E il caso Lizzano, capostruttura del Consigliere Feraudo e condannato in primo grado per truffa?
“Ma Lizzano non c’entra niente con il partito, mi perdoni. E poi dimostra la strumentalità di questa situazione. Lizzano non ha alcun ruolo nel partito. Non è stato candidato in alcun modo. Partecipa ad una manifestazione con 1200 persone, è stato in mezzo al pubblico…”
Però è il capostruttura di Feraudo…
“Torno a ripetere che non c’entra nulla col partito.”
L’avrà fatta arrabbiare questa cosa però…
“Non mi ha fatto arrabbiare assolutamente. Rifiuto questa storia. Perché non c’entra niente col partito Lizzano. Io non vado a vedere nelle situazioni personali. Non abbiamo dato alcun ruolo e non intendiamo dare alcun ruolo ai condannati e ad ognuno dei nostri candidati abbiamo chiesto curriculum e certificato penale. Ed a noi si guarda per vedere se in una manifestazione pubblica c’era uno che è stato condannato, in primo grado…”
Però è un collaboratore stretto di un deputato regionale del suo partito…
“Ma, scusi, è come se le contestassi con chi, lei, ieri sera, è stato mangiare… Abbia pazienza.”
Lei avrebbe un Lizzano come collaboratore?
“Rifiuto questa domanda perché ritengo veramente osceno che il sistema dell’informazione, in una situazione in cui accetta come Presidente del Consiglio uno che corrompe testimoni e nulla dice, se la prende con il mio partito perché una persona, che è conoscente di un’altra persona, ha partecipato ad una manifestazione elettorale.

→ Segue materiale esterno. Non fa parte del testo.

Issue #399, opened 2023-10-23
Remove planning task composer `input_instruction`


marip8:
The `PlanningTaskComposerProblem` class has a member called `input_instruction` that presumably holds the instruction that the first task is supposed to use as input.

https://github.com/tesseract-robotics/tesseract_planning/blob/d2b11debc8b6ab414c078333430db4004771445b/tesseract_task_composer/planning/include/tesseract_task_composer/planning/planning_task_composer_problem.h#L90

This seems unecessarily redundant because each task, including the first task, can specify an input key in the `DataStorage` object from which to extract its relevant input. We should consider removing the `input_instruction` field in favor of using the `DataStorage` object. I have tested this in the [SNP repo here](https://github.com/marip8/scan_n_plan_workshop/blob/de58d8df7969fd2dfdbeaf0958134f8a9824120a/snp_motion_planning/src/planning_server.cpp#L506-L509) and it works as expected.

A quick code search shows that only the [process planning input task](https://github.com/tesseract-robotics/tesseract_planning/blob/master/tesseract_task_composer/planning/src/nodes/process_planning_input_task.cpp#L69) and a unit test seem to use this member anyway.

Levi-Armstrong:
This decision was to have a clear distinction between the input to the planning pipeline and the data generated as part of the pipeline. I want the problem to hold all required data to initiated a pipeline required for logging/serialization. This way you only have to serialize and log the problem to allow recreating failed or undesirable plans.

Levi-Armstrong:
This also has other nice properties from the Tesseract Studio perspective for creating universal debug and planning tooling.

marip8:
> I want the problem to hold all required data to initiated a pipeline required for logging/serialization

I don't think this is realistically achievable with only the `input_instruction` field. There could be tasks in any part of the pipeline that want to look up pre-populated data in the `DataStorage` class. Also the first task may want some type of data that is not an `Instruction` type.

Levi-Armstrong:
[...]

PR #407, opened 2023-11-06
Move TaskComposerProblem input to base class and change type to tesseract_common::AnyPoly

Levi-Armstrong:
Addresses #399


tesseract_task_composer/planning/src/nodes/process_planning_input_task.cpp
marip8, line 1: Since all tasks will now be required to put their input data in the problem directly, would it make more since for the executor to put the input data in the correct place in the internal data storage object, rather than having this separate task do it? Otherwise, it seems like all pipelines from here on out will need to have this as the first task in the pipeline

Levi-Armstrong: Lets add it as an issue to investigate if this is the right thing to do.

PR #403, opened 2023-11-03
Add toleranced waypoints to TrajOpt Solver

marrts:
In conjunction with [this PR](https://github.com/tesseract-robotics/trajopt/pull/354) in TrajOpt. This allows users to set tolerances on Cartesian and joint waypoints. Additionally you can now set both costs and constraints for waypoints so you can drive the solver to match the waypoint exactly while enforcing strict limits that are nonzero on where the waypoint can actually move.

This is a breaking change because it changes the interface for the TrajOpt default plan profile.

I think this new interface would also be useful for the TrajOpt IFOPT work that is going on.

PR #427, opened 2023-12-14
Add cartesian waypoints to fixed indices

rjoomen:
I'm not entirely sure if this is correct, in my testing it reduced planning success, but improved planning speed.


Levi-Armstrong:
I would recommend see if we can leverage the trajopt profile to indicate of a waypoint should be treated as fixed. In case when you have extra degrees of freedom these changes will not be ideal.

rjoomen:
Sure, I was just trying to fix the todo. How exactly do you suggest I do that? And does that only apply to the Cartesian waypoints or also to the other types?

Also, the joint and state waypoints still have todos saying they should not be fixed if they are of term type cost, but I wasn't sure how to obtain the correct profile information.

Levi-Armstrong:
I would probably update the TrajOpt Plan Profile to return a bool to indicate if it should be treated as fixed. If we think there may be other things that we want to return we could create a struct which gets return allowing us to expand it in the future if needed.

rjoomen:
How about this?

(I am unsure about how to handle the [state waypoint](https://github.com/rjoomen/tesseract_planning/blob/cffb81493e545fac24967b7d2ce6df469d433219/tesseract_motion_planners/trajopt/src/trajopt_motion_planner.cpp#L310C23-L310C23) type, btw)

rjoomen:
> Does this change mean that if we have a fully constrained Cartesian waypoint and a seed joint state for that waypoint the output will always be equivalent to the seed? It looks like trajopt just skips the fixed steps and doesn't add them to the problem at all. This would be problematic for applications where you have redundant axes that you want TrajOpt to smooth across waypoints, but you still have strict Cartesian requirements

That is a good point. @Levi-Armstrong should cartesian waypoints maybe never be fixed (which effectively is the current situation)? Should I remove that part and only leave the logic pertaining the joint waypoints?

rjoomen:
I went ahead and removed the fixed cartesian waypoint logic. Now this PR only fixes [this](https://github.com/tesseract-robotics/tesseract_planning/blob/master/tesseract_motion_planners/trajopt/src/trajopt_motion_planner.cpp#L288C32-L288C32) and [this](https://github.com/tesseract-robotics/tesseract_planning/blob/master/tesseract_motion_planners/trajopt_ifopt/src/trajopt_ifopt_motion_planner.cpp#L313) todo.

Now how should [state waypoints](https://github.com/tesseract-robotics/tesseract_planning/blob/master/tesseract_motion_planners/trajopt/src/trajopt_motion_planner.cpp#L308) be handled?

Levi-Armstrong:
> I went ahead and removed the fixed cartesian waypoint logic. Now this PR only fixes [this](https://github.com/tesseract-robotics/tesseract_planning/blob/master/tesseract_motion_planners/trajopt/src/trajopt_motion_planner.cpp#L288C32-L288C32) and [this](https://github.com/tesseract-robotics/tesseract_planning/blob/master/tesseract_motion_planners/trajopt_ifopt/src/trajopt_ifopt_motion_planner.cpp#L313) todo.
> 
> Now how should [state waypoints](https://github.com/tesseract-robotics/tesseract_planning/blob/master/tesseract_motion_planners/trajopt/src/trajopt_motion_planner.cpp#L308) be handled?

State waypoints should be treated as fixed joint state.

rjoomen:
> State waypoints should be treated as fixed joint state.

But the todo suggests to not make them fixed if they are cost instead of constraint.

marrts:
> State waypoints should be treated as fixed joint state.

So are state waypoints assumed to be always fixed in regards to their position? They aren't fixed in velocity, acceleration, or time stamp because time parameterization tasks expect state waypoints as inputs. So to me it seems arbitrary that you'd expect TrajOpt to treat state waypoints position values as fixed. I know we also have joint waypoints that could or couldn't be fixed, but I feel like there's probably a scenario that a previous planner produces a state waypoint that you want TrajOpt to treat as only a cost.

I also think the fact that for a given profile we have to set all types of waypoints to either a cost or constraint makes this more complicated. That's part of the motivation behind my other PR, #403, where I changed the ` TrajOptDefaultPlanProfile` to have different configs for each waypoint type. I could add another one for state waypoints too, giving control over setting it to a cost (not fixed) vs constraint (fixed).
https://github.com/tesseract-robotics/tesseract_planning/blob/d2fa313f47f05aa909e639cac12d1fe62c0586ce/tesseract_motion_planners/trajopt/include/tesseract_motion_planners/trajopt/trajopt_waypoint_config.h#L43 
https://github.com/tesseract-robotics/tesseract_planning/blob/d2fa313f47f05aa909e639cac12d1fe62c0586ce/tesseract_motion_planners/trajopt/include/tesseract_motion_planners/trajopt/trajopt_waypoint_config.h#L71
https://github.com/tesseract-robotics/tesseract_planning/blob/d2fa313f47f05aa909e639cac12d1fe62c0586ce/tesseract_motion_planners/trajopt/include/tesseract_motion_planners/trajopt/profile/trajopt_default_plan_profile.h#L55-L58

tesseract_motion_planners/trajopt_ifopt/src/profile/trajopt_ifopt_default_plan_profile.cpp
```diff
@@ -127,6 +127,13 @@ void TrajOptIfoptDefaultPlanProfile::apply(TrajOptIfoptProblem& problem,
   }
 }
 
+bool TrajOptIfoptDefaultPlanProfile::isFixedJoint() const
+{
+  // If the term type is constraint and all coefficients are non-zero
+  return (term_type == TrajOptIfoptTermType::CONSTRAINT) &&
+         (abs(joint_coeff.array()) >= std::numeric_limits<double>::epsilon()).all();
```
Levi-Armstrong, line 134: @rjoomen Why do all coeff have to be non zero?

Levi-Armstrong:
I believe this has been addressed by #718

Io questa idea la rifiuto.”
Non si contesta la partecipazione, ma l’essere capostruttura. Nominato, scelto.
“Io credo che non si può pretendere l’assurdo da un partito. Più di così il partito non può fare.”
Passiamo ad altro. I numeri, si parla di un risultato a due cifre per IDV…
“Mia madre mi ha insegnato di non fare il passo più lungo della gamba. Credo che bisogna ancora seminare molto e coltivare un rapporto di fiducia coi cittadini, un rapporto di coerenza e migliorare la nostra azione politica. Quando hai l’un percento ti puoi accontentare della classe dirigente che hai, ma quando punti alle due cifre hai il dovere di costruire una classe dirigente idonea. Perché col 10% non puoi più fare protesta, ma devi fare proposte e per questa ragione è nato Folder.”
Cos’è?
“Un centro studi indipendente, finanziato dall’IDV. Attraverso esso vogliamo coinvolgere le personalità migliori per costruire i programmi del futuro in tema di riforme, economia, politiche energetiche…”
Cosa le dice la gente per strada?
“Vai avanti così. Non mollare. Meno male che ci sei.”
Ma lo dicono anche a Berlusconi.
“C’è chi crede che lui risolverà tutt i problemi. E vediamo che non è così. Io difendo quei cittadini che credono che sia Berlusconi uno dei problemi.”